As crises de ansiedade têm início abrupto. Como se viessem do nada. Embora muitas vezes as pessoas digam “eu sempre fui ansiosa”, “sempre fui impaciente”, “sempre tive medos” depois que a fobia ou pânico aparecem. Aí você descobre que o comportamento ansioso já era uma constante. Já o quadro depressivo é gradativo, a pessoa começa a se sentir desanimada, cansada, falta energia física e mental, tem dificuldades de concentração. Há angústia, sensação de aperto, a pessoa fica mais irritável, emotiva, com episódios de choro, insônia, geralmente ela adormece, depois acorda no meio da noite e não consegue dormir de novo. Agora esses sintomas podem aparecer pontualmente em qualquer um, por isso um diagnóstico não deve se basear num episódio isolado, uma ou duas crises de choro. É o quadro geral que faz o diagnóstico.

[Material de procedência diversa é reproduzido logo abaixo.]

PR #1325, opened 2021-03-31
Add analyzer project + ThreadAbortAnlayzer to detect inifinte loops on ThreadAbortException

andrewlock:
Added an analyzer project + unit test project (based on the default analyzer template in VS) for detecting the following construct:

## Why do we need this analyzer?

Due to [a bug in the .NET Framework runtime](https://github.com/dotnet/runtime/issues/9633), tight try-catch blocks inside  while loops are vulnerable to ending up in an infinite loop when a `ThreadAbortException` occurs. Normally, a `ThreadAbortException` is rethrown automatically from a catch block, but that does not happen on .NET 4.6.1 (for example) when built in Release mode for `x64`. 

## What does the analyzer do? 

The analyzer detects the following construct in code:

```csharp
while(...)
{
    try {
    }
    catch(ex) {
    }
}
```

and flags the catch block as an error. The codefix encourages you to add a `throw;` statement to make it "safe" e.g.:

```csharp
while(...)
{
    try {
    }
    catch(ex) {
       throw;
    }
}
```

In reality, you will probably want to add an extra catch block for ThreadAbortException [as in this example](https://github.com/DataDog/dogstatsd-csharp-client/pull/137/files#diff-9690ede94b874fd062de66c80f4dba8fcef1bb17bb55027aa04de33aa8f79842R115-R123), the important point is we detect the construct itself.

Running the analyzer on our current project shows there are no cases of this pattern in our current code base (given the limitations described below)

## Analyzer features

* Detects a try-catch block tightly nested inside a `while` loop
* Finds the first catch block that could catch the `ThreadAbortException`
* Checks that the exception is rethrown.
* Flags the pattern as an error, offers a codefix to add the `throw;` statement:

Flagging the pattern in Visual Studio:
analyzer_04

Offering a CodeFix:
analyzer_05

The fixed code is now "safe"
analyzer_06

Works in Rider/VS Code  etc too, no need for VSIX or anything:
analyzer_07

## Limitations

The analyzer is not particularly sophisticated, and there are various limitations

* **Not supported on `net45`**. The analyzers target .NET Standard2.0, so we can't used them in `net45` projects. This isn't a massive problem, as the issue doesn't manifest in `net45`, and the `net461` target we have _will_ flag them. 
* **Assumes infinite while loop**. For simplicity, the analyzer doesn't check the expression in the while loop, and assumes it will loop infinitely. That's a conservative approach
* **Exception filters are not considered**. For simplicity, I've ignored exception filters. That means we may assume an exception is caught when it is not, though this would _generally_ be more conservative. Unlikely to be an issue in practice I think
* **Analyzers do not run in Autogenerated code**. This unfortunately means we _wouldn't_ have caught the original bug that spawned this work, a bug in [the Vendored StatsD library](https://github.com/DataDog/dd-trace-dotnet/blob/cee651f3a473d353b795779d1539fb696afeb019/src/Datadog.Trace/Vendors/StatsdClient/Worker/AsynchronousWorker.cs#L140-L148) 🙁 I can't see an easy workaround for that yet

@DataDog/apm-dotnet


Datadog.Trace.sln
```diff
@@ -433,6 +433,10 @@ Project("{9A19103F-16F7-4668-BE54-9A1E7A4F7556}") = "DuplicateTypeProxy", "test\
 EndProject
 Project("{FAE04EC0-301F-11D3-BF4B-00C04F79EFBC}") = "Samples.AspNetCoreRazorPages", "test\test-applications\integrations\Samples.AspNetCoreRazorPages\Samples.AspNetCoreRazorPages.csproj", "{1B9E6BF4-9D48-4988-9945-248096119E46}"
 EndProject
+Project("{FAE04EC0-301F-11D3-BF4B-00C04F79EFBC}") = "Datadog.Trace.Tools.Analyzers", "src\Datadog.Trace.Tools.Analyzers\Datadog.Trace.Tools.Analyzers.csproj", "{5450EA0B-56D3-4E29-932E-094AD037B345}"
```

Quando faz o home office, é muito importante manter rotina diária, mantendo o máximo possível a rotina do trabalho. Manter a disciplina nem sempre é fácil, às vezes tem criança em casa, mas é bom estabelecer metas e tarefas do dia. É fundamental resistir também e não trabalhar mais que o costumeiro. Deve haver tempo para relaxamento, repouso. A pessoa deve procurar atividades como ver um filme,ler um livro. Atividade física é importantíssimo, em casa ou dando uma volta – ainda é possível desde que mantendo a distância das pessoas. E, acima de tudo, manter contato com as pessoas, ligar, falar com amigos, perguntar como estão, como passam pela crise, acentuar mais o contato cibernético. Outra questão importante é resistir à tentação de ficar o dia inteiro vendo noticiário, de manhã até a noite. Leia um jornal, veja um ou dois noticiários. Não faça da Covid-19 o tema mais importante do dia. Isso ajuda a se manter bem.

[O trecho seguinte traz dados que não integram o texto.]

PR #1326, opened 2021-03-31
Replace Task.Delay with Thread.Sleep in dogstatsd

kevingosse:
Replace Task.Delay with Thread.Sleep in dogstatsd.

Also going to push the same change upstream.

The worker is running on a dedicated thread, so it can't await.


andrewlock (approved):

lucaspimentel (approved):

lucaspimentel:
for future reference: https://github.com/DataDog/dogstatsd-csharp-client/pull/159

Além das pessoas com depressão e ansiedade, que outros pacientes preocupam?
Quem tem o TOC de lavar as mãos por medo de infecção, que é o motivo mais frequente, aí é claro que fica pior porque agora temos uma ameaça real. Ela vai estar confrontada com a ameaça que já via. As pessoas que têm preocupação com doença, sem dúvida nenhuma o que está sendo ameaçado agora é a saúde, então sem dúvida vai sofrer mais, porque agora está confrontada 24h por dia… Mais uma vez é importante manter o aconselhamento psicológico nessa fase, e a teleconferência é o método ideal. Hoje há aplicativos na internet, técnicas de relaxamento, o mindfullness, isso ajuda muito a manter o equilíbrio psicológico. Há um número enorme de estudos que mostram que isso regula a atividade cerebral, dados científicos comprovam. E é um mecanismo protetor que a pessoa pode aprender sozinho.
Há estimativas do impacto da pandemia e do isolamento sobre a saúde mental?
É impossível fazer uma previsão, é tudo desconhecido ainda, sabemos muito pouco. Mas sabemos que os transtornos mentais já são frequentes: em um período de 12 meses, 11% vão ter um episódio depressivo, 20% terão transtorno de ansiedade, e 4% vão desenvolver dependência de álcool e substâncias, que é outro risco importante. A pessoa tem que resistir muito à tentação. O álcool é um poderoso ansiolítico, mas tem efeitos devastadores. É hora de evitar tudo que é tóxico.